◆ **Problem description**
Lines from the entries below that hold "progess" form the answer; copy all of them.

◆ **Stored data entries**
________________________

PR #245, opened 2021-01-07
fix(elements|ino-datepicker): prevent interaction with disabled datepicker and fix validation

### LINKED ISSUE #205: InoInput and Datepicker change their validation state on disabled
### Describe the bug
The `ino-input` changes it input validation states provided by the `ino-input`, regardless of whether the input element is disabled or not. This leads to strange a behaviour for the datepicker which marks a disabled input field having a provided value as invalid.

Further, the datepicker icon should not be clickable if disabled.

### To Reproduce
1. Use a datpicker, provide a value, check the validation state.

### Expected behavior
One can not influence the input validation state on disabled inputs.

### Possible Solution
* Abort handling inoError if the element is disabled in https://github.com/inovex/elements/blob/master/packages/elements/src/components/ino-input/ino-input.tsx#L217
* Move the logic of https://github.com/inovex/elements/blob/master/packages/elements/src/components/ino-input/ino-input.tsx#L278 to the handler, and call the handler on init as well. This is oversimplified right now.

AlessaRad:
Closes #205 

## Proposed Changes

- abort click and error handling when datepicker is disabled (as suggested in the issue description)

### DIFF
--- a/packages/elements/src/components/ino-datepicker/ino-datepicker.tsx
+++ b/packages/elements/src/components/ino-datepicker/ino-datepicker.tsx
@@ -58,6 +58,7 @@ export class Datepicker implements ComponentInterface {
 
   @Watch('value')
   valueChanged(value: string) {
+    if (this.disabled) return;
 
     try {
       if (this.flatpickr) {
@@ -67,7 +68,7 @@ export class Datepicker implements ComponentInterface {
       if (this.flatpickr && this.isValid) {
         this.flatpickr.setDate(value, false, this.inoDateFormat)
       }
-    } catch(e) {
+    } catch (e) {
       // Input could not be parsed e.g. empty spaces
       this.isValid = false;
     }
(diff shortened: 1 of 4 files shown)


packages/elements/src/components/ino-datepicker/ino-datepicker.tsx
```diff
@@ -129,12 +130,17 @@ export class Datepicker implements ComponentInterface {
     this.create();
   }
 
+  @Watch('disabled')
+  disabledChanged() {
+    this.dispose();
+  }
```
janivo, line 136: There are two use-cases that need to be addressed here:
- Datepicker will be disabled -> Datepicker will be disposed
- Datepicker will be enabled -> Datepicker will be created

```suggestion
  @Watch('disabled')
  disabledChanged(newValue: boolean) {
  	if(newValue) {
  		this.dispose();
  	} else {
  		this.create();
    }
  }
```

packages/elements/src/components/ino-datepicker/ino-datepicker.tsx
```diff
@@ -293,6 +299,8 @@ export class Datepicker implements ComponentInterface {
   private static NUMBERS_WITH_SPECIAL_CHARS = /(\d[^a-z]+)/g
 
   private create() {
+    if (this.disabled) return;
```
janivo, line 302: This function should not be called if the disabled flag is set. We should move this to the `componentDidLoad` function.

janivo (changes requested):

packages/elements/src/components/ino-datepicker/ino-datepicker.tsx
AlessaRad: I agree, thanks for pointing it out!

packages/elements/src/components/ino-datepicker/ino-datepicker.tsx
AlessaRad: Done

janivo (approved):

PR #258, opened 2021-01-14
fix(elements|ino-progress-bar): restore buffer dots

### LINKED ISSUE #177: ino-progress-bar: Buffering dots not working
### Describe the bug
The buffering dots of the `ino-progess-bar` are not displayed anymore. This bug was introduced with version 2.0.0.

### To Reproduce
1. Start the Storybook
2. Go to Notification/ino-progess-bar
3. See variants without buffering dots

### Screenshots
Version 1.2.0:
image

Latest:
image

### Possible Solution
This was probably introduced with the MDC update to version 7.0.0. Maybe it's just a class that's missing.

AlessaRad:
Closes #177 

## Proposed Changes

- Fix progress bar styling and make use of provided mdc sass mixin 
- The styling of the buffer bar and dots should be configurable via the `buffer-color` mixin (`@include linear-progress.buffer-color((var(--progress-bar--buffer-color)));`), but it seems like this only styles the buffer bar correctly, but not the dots.

### DIFF
--- a/packages/elements/src/components/ino-progress-bar/ino-progress-bar.scss
+++ b/packages/elements/src/components/ino-progress-bar/ino-progress-bar.scss
@@ -10,17 +10,7 @@
    */
   --progress-bar--bar-color: #{colors.ino-color(primary)};
   --progress-bar--buffer-color: #{colors.ino-color(light, light)};
-}
 
-:host {
+  @include linear-progress.core-styles;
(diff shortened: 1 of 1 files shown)


janivo (approved):

janivo:
I found some problems which we should address in another issue: #264

PR #267, opened 2021-01-19
refactor(*): refactor sass

### LINKED ISSUE #159: Rewrite and clean-up Sass Files
At the moment it looks like there are some inconsistencies in the sass definition files.

### Possible Solution

- [x] Use Modul (`@use`) everywhere.

- [x] Delete `styles/variables.scss` since these are currently only z-index (of which 2 are not used). Also remove it from the `stencil.config.ts` since it does not make sense to make these as global styles.

- [x] Rethink the structure of the entire `styles` folder in terms of sass modules. Wouldn't it be better to have sth like `@use core/fonts` as imports

- [x] Make a decision either for relative path imports or not.

- [ ] Double-check if the mdc integration is still up-to-date (it seems that in recent versions the imports have changed).

pfecht:
Closes #159 

Refactors the entire sass structures to a more "sass modules"-native way.

## Proposed Changes
* Rename src/styles to src/base
* Move component specific sass (like tooltip.scss) to the component
* Use absolute instead of relative imports
* Rename styles/colors to base/theme and styles/font to base/typography.
* Refactor mixins/functions to remove the obsolete `ino`-prefix
* Rename styles/mixins to base/animation and rename the sass mixins for naming conventions.
* Remove unused variables.scss from stencil.ts


packages/elements/src/components/base/_typography.scss
```diff
@@ -0,0 +1,73 @@
+// ##################################
+// Font and typography
+// ##################################
+
+// => Font Family
+
+$_font-families: (
+  sans-serif: unquote("'Gilroy', Verdana, sans-serif"),
```
janivo, line 8: Where did you get these font-families from?
Did you c&p these by mistake?
We used `'Lato', Helvetica, Verdana, sans-serif` before.

janivo (commented):
pretty nice work overall!

packages/elements/src/components/base/_typography.scss
pfecht: True that. Fixed it, and renamed the mixins of spinner to the private`_` syntax (thanks @AlessaRad)

janivo (approved):

PR #269, opened 2021-01-22
chore: upgrade vulnerable highlight.js package from 9.18.1 to 10.5.0

janivo:
Upgraded highlight.js to a non-vulnerable version, see https://github.com/inovex/elements/security/dependabot


pfecht (approved):
👍  But why did you remove the `yarn.lock` of elements?

janivo:
@pfecht: I thought there is no reason to keep it because we only use the lock file on the root level, no?

pfecht:
Yeah, I think so too, if you made a `yarn` in the root and nothing changed it should be fine.

PR #271, opened 2021-01-25
fix(elements|ino-datepicker): fix random year skipping in month picker

### LINKED ISSUE #215: ino-monthpicker: Skipping next and previous years on arrow click
### Describe the bug

When navigating through years by clicking the arrow icons, a click will either jump over multiple previous or next years. Sometimes another month is marked as well.

### To Reproduce

buggyMonthpicker(1)

janivo:
Closes #215 

## Proposed Changes

- Remove the custom logic to handle arrow clicks
- Add tests

### DIFF
--- a/packages/elements/package.json
+++ b/packages/elements/package.json
@@ -82,7 +82,7 @@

________________________

◆ **Answer for the task**
The buffering dots of the `ino-progess-bar` are not displayed anymore. This bug was introduced with version 2.0.0.
2. Go to Notification/ino-progess-bar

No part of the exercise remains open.